As Internet Australia recently told the Senate NBN committee, the benefit of deploying fibre is that it has virtually unlimited capacity for increased delivery speeds as the technology at each end is upgraded from time to time. Just as people in our cities deserve 21st Century fibre not a technically outdated copper FTTN service, people in rural and regional areas need fibre, or at the very least fixed wireless, unless they are so remote that satellite really is the only viable option.

Internet Australia believes that access to broadband is now an essential service.

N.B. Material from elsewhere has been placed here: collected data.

PR #7658, opened 2018-03-16
[Tailcall] Proper fix for F# regression, at least some architectures.

jaykrell:
Try this again -- it got commited and reverted, while possibly waiting for CI to finish again, due to ARM32-related update.

Fixes https://github.com/mono/mono/issues/7558


jaykrell:
(non-required ARM32 to be clear -- perhaps they should be required?? at least ARMv7/ARMHF?)

luhenry:
For the failures on ARM: no platforms should regress as part of a change, but their is no mandate to get all the platforms on-par as part of one PR. What this means in this PR case: as long as ARM is not broken by this change, it's ok to have the tests disabled there for now.

But, please keep in mind that we want to have x86, x86_64, arm and arm64 on-par regarding this tailcall work, so you will have to come back to it at some point.

jaykrell:
Fixing this for ARM is going to be exceedingly difficult, possibly not possible.

mono/mini/method-to-ir.c
```diff
@@ -2173,6 +2179,23 @@ mono_emit_call_args (MonoCompile *cfg, MonoMethodSignature *sig,
 	if (cfg->llvm_only)
 		tail = FALSE;
 
+#if defined (DEBUG_TAILCALL_BREAK_COMPILE) || defined (DEBUG_TAILCALL_BREAK_RUN) || defined (DEBUG_TAILCALL)
+	if (tail && mono_is_usermode_native_debugger_present ()) {
+
```
vargaz: Putting ifs inside #ifdefs confuses the indentation of some editors, so its discouraged.

vargaz: I'd have preferred the old #if 0 code, its just there for debugging, I don't think commented out code like that needs to be named with specific ifdefs.

mono/mini/method-to-ir.c
```diff
@@ -6996,8 +7019,25 @@ is_supported_tail_call (MonoCompile *cfg, MonoMethod *method, MonoMethod *cmetho
...
+		// Imagine F1 calls F2, and F2 tailcalls F3.
+		// F2 and F3 are managed. F1 is native.
+		// Without a tailcall, F2 can save and restore everything needed for F1.
+		// However if the extra parameter were in a non-volatile, such as ARM32 V5/R8,
+		// F3 cannot easily restore it for F1, in the current scheme. The current
+		// scheme where the extra parameter is not merely an extra parameter, but
+		// passed "outside of the ABI".
+		|| (vtable_arg && !cfg->backend->have_volatile_non_param_register)
+
 		|| ((vtable_arg || cfg->gshared) && !cfg->backend->have_op_tail_call)
```
vargaz: Extra empty line here.

mono/mini/mini-amd64.h
```diff
@@ -476,6 +476,10 @@ typedef struct {
             MONO_EMIT_NEW_COND_EXC (cfg, LE_UN, "IndexOutOfRangeException"); \
        } while (0)
 
+// Does the ABI have a volatile non-parameter register, so tailcall
+// can pass context to generics or interfaces?
+#define MONO_ARCH_HAVE_VOLATILE_NON_PARAM_REGISTER 1
+
```
vargaz: This is ok, I'd have preferred simply MONO_ARCH_HAVE_GSHARED_TAILCALLS or something, 'have non volatile non param register' looks way to generic.

jaykrell: I believe this covers more than just GSHARED_TAILCALLS, which is why I named it this way. It will cover tailcalls to interface methods too.

mono/mini/method-to-ir.c
jaykrell: Either that is line wrap, or it is better bind the comment to the line.

mono/mini/method-to-ir.c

In the near future, if not already, slow and unreliable broadband access will be next to useless and considered unacceptable.

If Australia has genuine ambitions to become an innovation nation we need to jettison the current NBN strategy and replace it with one fit-for-purpose in the emerging digitally enabled world economy.

If we want to leverage the opportunities afforded by the Internet for social development we need to eliminate the “digital divide” and ensure that everyone has access to fast, reliable and affordable broadband.

And unless we wish to see a two class Australia, with the digital ‘haves’ and ‘have-nots’ determined by geography we need to be building a better broadband for the bush.

Laurie Patton is CEO Internet Australia.